## Assigned task
Nothing should be output except the lines from the top of the material below through the line that contains "Two main changes", each exactly as written.

## Material for this exercise
_ _ _ _

PR #2073, opened 2024-01-23
Appview v1 maintaining device tokens and pushing notifications w/ courier

devinivy:
Two main changes here:

 - allow appview frontends to maintain device tokens with courier. Depending on the configuration, the appview frontends might write only to the db locally, only to courier, or both.
 - allow appview indexer to push notifications using courier.

Did a mini cleanup pass on the `NotificationServer` along the way.


dholms (approved):
looks great 🙌

PR #2083, opened 2024-01-24
Enable alternate appview proxy on pds

dholms:
Adds two new env variables for configuring an alternate appview url & a subset of users to use that appview

### DIFF
--- a/packages/pds/src/context.ts
+++ b/packages/pds/src/context.ts
@@ -44,7 +44,7 @@ export type AppContextOptions = {
   crawlers: Crawlers
   appViewAgent: AtpAgent
   alternateAppviewAgent?: AtpAgent
-  alternateAppviewUsers: Map<string, boolean>
+  alternateAppviewUsers: Set<string>
   moderationAgent: AtpAgent
   entrywayAgent?: AtpAgent
   authVerifier: AuthVerifier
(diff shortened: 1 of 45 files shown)


packages/pds/src/context.ts
```diff
@@ -162,6 +168,16 @@ export class AppContext {
...
     const appViewAgent = new AtpAgent({ service: cfg.bskyAppView.url })
+
+    const alternateAppviewAgent = cfg.bskyAppView.alternate
+      ? new AtpAgent({ service: cfg.bskyAppView.alternate.url })
+      : undefined
+    const alternateAppviewUsers = (
+      cfg.bskyAppView.alternate?.users ?? []
+    ).reduce((acc, cur) => {
+      return acc.set(cur, true)
+    }, new Map<string, boolean>())
```
devinivy, line 179: Really doesn't make a practical difference but a set would be quite tidy here!
```ts
const alternateAppviewUsers = new Set(cfg.bskyAppView.alternate?.users)
```

devinivy (approved):
Awesome, thanks!

packages/pds/src/context.ts
dholms: oh doh

dholms:
Closing - no longer needed

PR #2085, opened 2024-01-24
Add getRelationships route to appview

dholms:
Follow on implementation to the new lexicons in https://github.com/bluesky-social/atproto/pull/2059

Note: I did not add proxying for this route to pds/entryway as this is meant as a lower-level developer-oriented route.


devinivy (approved):
💎

bnewbold (approved):
cool, looks good!

automod does already talk directly to https://api.bsky.app for this sort of thing, so no gateway proxying needed for my current use case.

PR #2086, opened 2024-01-24
Add interest tags to preferences

estrattonbailey:
Adds a `interests` prop to preferences with the shape `{ onboardingTags: string[] }`. I decided to use `onboarding*` prefix in case we improve this later and want to use the more generic `tags` key then.

Update: talked to Paul and we decided to just use `tags` instead of `onboardingTags` 👍


dholms (approved):
looks good 👍

PR #2087, opened 2024-01-24
Ozone cdn invalidation

dholms:
Move CDN invalidation to Ozone. Invalidation is pushed out after the takedown event is pushed to appview.


packages/ozone/src/mod-service/index.ts
```diff
@@ -463,14 +471,38 @@ export class ModerationService {
...
+                ),
+            ),
           )
+
+          if (this.imgInvalidator) {
+            await Promise.allSettled(
+              (subject.blobCids ?? []).map((cid) => {
+                const paths = (this.cdnPaths ?? []).map((path) =>
+                  path.replace('%s', subject.did),
+                )
```
devinivy, line 494: I'm not noticing a place where the `cid` is also inserted into the path.  Pretty sure the invalidators themselves don't do this, so I think we'd want it around here.

services/ozone/api.js
```diff
@@ -12,6 +12,11 @@ require('dd-trace') // Only works with commonjs
 
 // Tracer code above must come before anything else
 const path = require('path')
+const {
+  BunnyInvalidator,
+  CloudfrontInvalidator,
+  MultiImageInvalidator,
+} = require('@atproto/aws')
```
devinivy, line 19: We may need to adjust the service's package.json and dockerfile to include `@atproto/aws`.

devinivy: Easiest thing to check/catch this is to make a build and run it, even if it's unconfigured.

devinivy (commented):
Looks solid, just a couple small things to peek at.

services/ozone/api.js
dholms: yup yup good point 👍

packages/ozone/src/mod-service/index.ts
dholms: hmm yup you're totally right i thought the img invalidator took care of that tbh 😅

packages/ozone/src/mod-service/index.ts
```diff
@@ -486,14 +494,38 @@ export class ModerationService {
...
+                  log.error({ err, ...evt }, 'failed to push blob event'),
+                ),
+            ),
           )
+
+          if (this.imgInvalidator) {
+            await Promise.allSettled(
+              (subject.blobCids ?? []).map((cid) => {
+                const paths = (this.cdnPaths ?? []).map((path) =>
+                  path.replace('%s', subject.did).replace('%s', cid),
```
devinivy, line 516: No issue here, but node's `util.format()` does this exact printf-style replacement!

devinivy (approved):

PR #2088, opened 2024-01-24
Appview v1 handling clearly bad cursors

devinivy:
This adjusts the appview so that clearly mismatching cursors return an empty result set rather than failing with an error.  Cursors that are close to the format but "not quite" there may still produce an error since it indicates some ambiguity.  This should facilitate a potential change in the cursor format without significantly affecting consumers.


dholms (approved):
beaut ✨

PR #2092, opened 2024-01-25
Appview v2 handling clearly bad cursors

devinivy:
This adjusts the appview so that clearly mismatching cursors return an empty result set rather than failing with an error. Cursors that are close to the format but "not quite" there may still produce an error since it indicates some ambiguity. This should facilitate a potential change in the cursor format without significantly affecting consumers.  In this case we target cursors from v1 with the hallmark `::`-separator.


dholms (approved):
amazing 👌

PR #2101, opened 2024-01-26
Temporary unspecced labels relating takedowns in ozone

devinivy:
While the names/semantics of these labels get nailed down, move to a clearly unspecced label for relating takedowns.  Based on top of #2069.


dholms (approved):
nice looks good 👍

PR #2570, opened 2024-06-10
fix(api): `hasMutedWord` for facets with multiple features

sugyan:
The `hasMutedWord` function used in moderation uses the value of the tag in the facets passed as an argument as `tags` for judging. The current implementation was to “add the 0th of the features to the `tags` if a feature corresponding to `isTag` is found”.

This is incorrect, `features` is an array that can contain multiple elements, and those of type `#tag` can be included after the first. The 0th element can be hidden by a tag that is not the target word of the mute, or it can be a completely unrelated type.

Actually, it is possible to create such a post (e.g. https://bsky.app/profile/sugyan.pds.shigepon.net/post/3kukmykhshk2l), and an error will occur if a user with `mutedWords` set tries to view it.

Fixed it so all `#tag` types in `features` are subject to the decision, and added a test.

### DIFF
--- a/.changeset/six-teachers-tie.md
+++ b/.changeset/six-teachers-tie.md
@@ -1,0 +1,5 @@
+---
+"@atproto/api": patch
+---
+
+Fix `hasMutedWord` for facets with multiple features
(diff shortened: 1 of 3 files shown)


pfrazee (approved):
Nice yep LGTM

Issue #2555, opened 2024-06-06
Birthdate is erased when clients authenticated with app passwords update preferences


mikeyclarke:
**Describe the bug**

The `app.bsky.actor.putPreferences` endpoint appears to delete the `app.bsky.actor.defs.personalDetailsPref` preference when the client is authenticated with an app password.

**To Reproduce**

1. Using the Bluesky app/website set a birthdate in your moderation settings
1. Use a client authenticated with an app password to change a preference

**Expected behavior**

Your birthdate remains.

**Actual behavior**

Your birthdate is removed and must be re-entered again.

**Details**

I noticed this whilst adding content safety settings to my own app but I’ve also tried changing moderation settings in the Graysky app and it has the same effect.

**Additional context**

It looks like #1624 deliberately excluded sending through the birthdate preference in the `app.bsky.actor.getPreferences` response for privacy reasons but the put endpoint erases preferences that aren’t supplied to it, hence the bug.

pfrazee:
Ah lovely. @dholms I figure we either need to make the backend preserve the `app.bsky.actor.defs.personalDetailsPref` item if it's not included in the put, or we need to drop the app password filter

PR #2573, opened 2024-06-11
Scope put prefs by AuthScope

dholms:
We don't let app passwords read `personalDetailsPref`. This prevents app passwords from writing or deleting the preferences as well

Closes https://github.com/bluesky-social/atproto/issues/2555

### DIFF
--- a/packages/pds/src/api/app/bsky/actor/putPreferences.ts
+++ b/packages/pds/src/api/app/bsky/actor/putPreferences.ts
@@ -19,7 +19,11 @@ export default function (server: Server, ctx: AppContext) {
         }
       }
       await ctx.actorStore.transact(requester, async (actorTxn) => {
-        await actorTxn.pref.putPreferences(checkedPreferences, 'app.bsky')
+        await actorTxn.pref.putPreferences(
+          checkedPreferences,
+          'app.bsky',
+          auth.credentials.scope,
+        )
       })
     },
   })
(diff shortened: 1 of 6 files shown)


pfrazee:
Is this right? Isn't the problem that the apps are dropping `personalDetailsPref` because it's written as a single blob, and they don't have access to it? I think the fix needs to be that the server preserves the `personalDetailsPref` in this case, not that it throws

dholms:
Yeah there's two parts to the putPreferences - it throws if an app password is trying to write a new value to `personalDetailsPref` but just strips it out of the values to delete if an app password doesn't provide a value

pfrazee:
Right -- my bad, I had the wrong mental model for the backend, so the diff seemed wrong.

This LGTM

packages/pds/src/api/app/bsky/actor/putPreferences.ts
```diff
@@ -19,7 +19,11 @@ export default function (server: Server, ctx: AppContext) {
         }
       }
       await ctx.actorStore.transact(requester, async (actorTxn) => {
-        await actorTxn.pref.putPreferences(checkedPreferences, 'app.bsky')
+        await actorTxn.pref.putPreferences(
+          checkedPreferences,
+          'app.bsky',
+          auth.credentials.scope,
+        )
```
devinivy, line 26: Part of me likes "terminating" scopes and access control in the handlers.  That would involve not passing a scope into `putPreferences()`, instead passing a function or perhaps a deny-list based on the scope.

That said, it's super minor and definitely arguable either way, so mostly just making a note for future thought if we run into more cases like this.

dholms: I actually started out like that, but then switched it to passing the scope through so we could share the filtering logic & didn't have to pass around magic lists of hard coded strings in the handlers 🤔 

I get what you're pointing at, but think I'll just keep it like this for now - we'll get to clean all this up when we get around to the private state api

PR #2593, opened 2024-06-21
Fix getActorLikes documentation to reflect auth required

LilahTovMoon:
You can only view your own likes and this fixes the documentation to note that auth is required and that the actor must be the requesting account

https://github.com/bluesky-social/atproto/pull/1440#issuecomment-1700193127

It looks like `getActorLikes` got marked as "Does not require auth" when it does require auth.


devinivy (approved):
Thanks!

PR #2594, opened 2024-06-21
:sparkles: Proxy starterpack requests through ozone and include takedowns

foysalit:


packages/dev-env/src/seed/basic.ts
```diff
@@ -155,6 +155,8 @@ export default async (
     })
   }
 
+  await sc.network.processAll()
+
```
devinivy, line 159: All the other seeds let the caller perform the final `processAll()`— does it cause any issues if we stick with that for now?

devinivy: I see in the new test suite it works the same way:
```ts
    await basicSeed(sc)
    await network.processAll()
```

devinivy (approved):
Looks great, thanks!

packages/dev-env/src/seed/basic.ts
foysalit: nope, don't think there's any issue with that. just cleaned up!

PR #2596, opened 2024-06-22
Use detailed profile view for `getSuggestions`

mozzius:
Allows us to show social proof in the suggested follows section. Includes a minor lexicon change from `ProfileView` to `ProfileViewDetailed`, but I don't think the AppView is doing much more work here - seems like it's fetching the detailed profile views already but just not sending them

### DIFF
--- a/lexicons/app/bsky/actor/getSuggestions.json
+++ b/lexicons/app/bsky/actor/getSuggestions.json
@@ -28,7 +28,7 @@
               "type": "array",
               "items": {
                 "type": "ref",
-                "ref": "app.bsky.actor.defs#profileView"
+                "ref": "app.bsky.actor.defs#profileViewDetailed"
               }
             }
           }
--- a/lexicons/app/bsky/actor/getSuggestions.json
+++ b/lexicons/app/bsky/actor/getSuggestions.json
@@ -28,7 +28,7 @@
               "type": "array",
               "items": {
                 "type": "ref",
-                "ref": "app.bsky.actor.defs#profileViewDetailed"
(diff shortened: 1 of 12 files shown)


estrattonbailey (approved):
Nice one! Get Devin's final sign off, but lgtm

lexicons/app/bsky/actor/getSuggestions.json
```diff
@@ -28,7 +28,7 @@
               "type": "array",
               "items": {
                 "type": "ref",
-                "ref": "app.bsky.actor.defs#profileView"
+                "ref": "app.bsky.actor.defs#profileViewDetailed"
```
devinivy, line 31: One intentional feature of the way `knownFollowers` was added to `ViewerState` is that it's decoupled from whether we serve a `ProfileView` vs. `ProfileViewDetailed`.  This is nice because it means we can sprinkle `knownFollowers` wherever we want it without converting all those areas to detailed views.

How would we feel about instead leaving the lexicons unchanged and just adding `knownFollowers` into the `ViewerState`s served from this endpoint?

devinivy (approved):
Good stuff!!  Adding a new view like this is a simple improvement, hard to go wrong 👍 

I think we'll still want to align what we're hydrating with what we're presenting, which this change doesn't quite get us.  But I can hit that in some followup work.  In the spirit of keeping all the view/hydration wires exposed in the route handlers, the way I'd do this would probably be to add an option to the profile hydration and profile view methods that determines whether `knownFollowers` should be included.

PR #2599, opened 2024-06-24
Add exception for HTTP clients that set a content-type when there is no body

matthieusieben:


packages/xrpc-server/tests/bodies.test.ts
```diff
@@ -229,6 +229,17 @@ describe('Bodies', () => {
     expect(compressed.cid).toEqual(expectedCid.toString())
   })
 
+  it('supports empty payload', async () => {
+    const expectedCid = await cidForCbor(new Uint8Array(0))
+
+    // Using "undefined" as body to avoid encoding as JsonLD { $bytes: "<base64>" }
```
devinivy, line 235:
```suggestion
    // Using "undefined" as body to avoid encoding as lexicon { $bytes: "<base64>" }
```

devinivy (approved):
Awesome, thanks!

_ _ _ _

## Response to this task
PR #2073, opened 2024-01-23
Appview v1 maintaining device tokens and pushing notifications w/ courier

devinivy:
Two main changes here:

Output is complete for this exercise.